Mr. Taruskin,” Rockwell goes on, “cites two letters not included in Robert Craft’s collection of [Stravinsky’s] correspondence.” Rockwell then quotes Stravinsky on Mussolini, not from correspondence but from an interview with a newspaperman in Rome in 1930. But no matter: the Stravinsky-Mussolini conjunction has not been news for a long time, and my books are the duly acknowledged source for nearly all of Sachs’s discussion of the question.

Turning to the “second” letter, Rockwell writes that

…shortly after Hitler took power in 1933, Stravinsky queries his German publisher: “I am surprised to have received no proposals from Germany for next season, since my negative attitude toward communism and Judaism—not to put it in stronger terms—is a matter of common knowledge.”
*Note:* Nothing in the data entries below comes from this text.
PR #941, opened 2016-04-25
Delete empty parent directories on Hive de-registration. Optimize der…

ibuenros:
This PR introduces optimizations to the delete paths logic for distcp-ng.

* User can set `hive.dataset.copy.deregister.deleteLocationRecursively` to true, which will simply delete the root directory location for deregistered partitions (as opposed to deleting the files used by the input format). This is faster, as it involves a single delete. However, if the directory contains data that should not be deleted, this should be set to false.
* Delete step will automatically delete empty parent directories up to the table root.


ibuenros:
@ydai1124 can you review?

ydai1124:
LGTM

PR #942, opened 2016-04-25
Allow disabling state store.

ibuenros:
This PR adds an option to disable state store. (Default is state store is enabled). This is useful when jobs don't use the state store, saving the load of reading / writing it. It also provides a workaround for a memory issue when extracts change name often, as this would cause Gobblin to load previous metadata for many runs, causing OOM.


ibuenros:
@sahilTakiar can you review?

sahilTakiar:
LGTM

PR #944, opened 2016-04-25
Bin pack distcp-ng work units.

ibuenros:
Implemented bin packing for distcp-ng. Made it generic enough to be usable by other Gobblin flows.

### DIFF
--- a/gobblin-api/src/main/java/gobblin/source/workunit/WorkUnitBinPacker.java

The letter, however, is not to Stravinsky’s German but to his Russian publisher, the director of Koussevitzky’s Russische Musik Verlag, and the difference is significant: anti-Semitic remarks between White Russians, like anti-goy remarks between Jews, are not invariably, or even usually—so one must believe—expressions of deep hatreds.

Stravinsky’s statement is shocking, however, because a cultured cosmopolitan of artistic genius is simplistically identifying Jews with Bolsheviks, and, at the same time, revealing his willingness to conduct anywhere for money. But it puzzles on other counts as well. Stravinsky was perfectly aware that the Third Reich had classified him as a Jew. And if his “negative attitude” toward Judaism had ever been “common knowledge,” Taruskin would not have to be digging it up now.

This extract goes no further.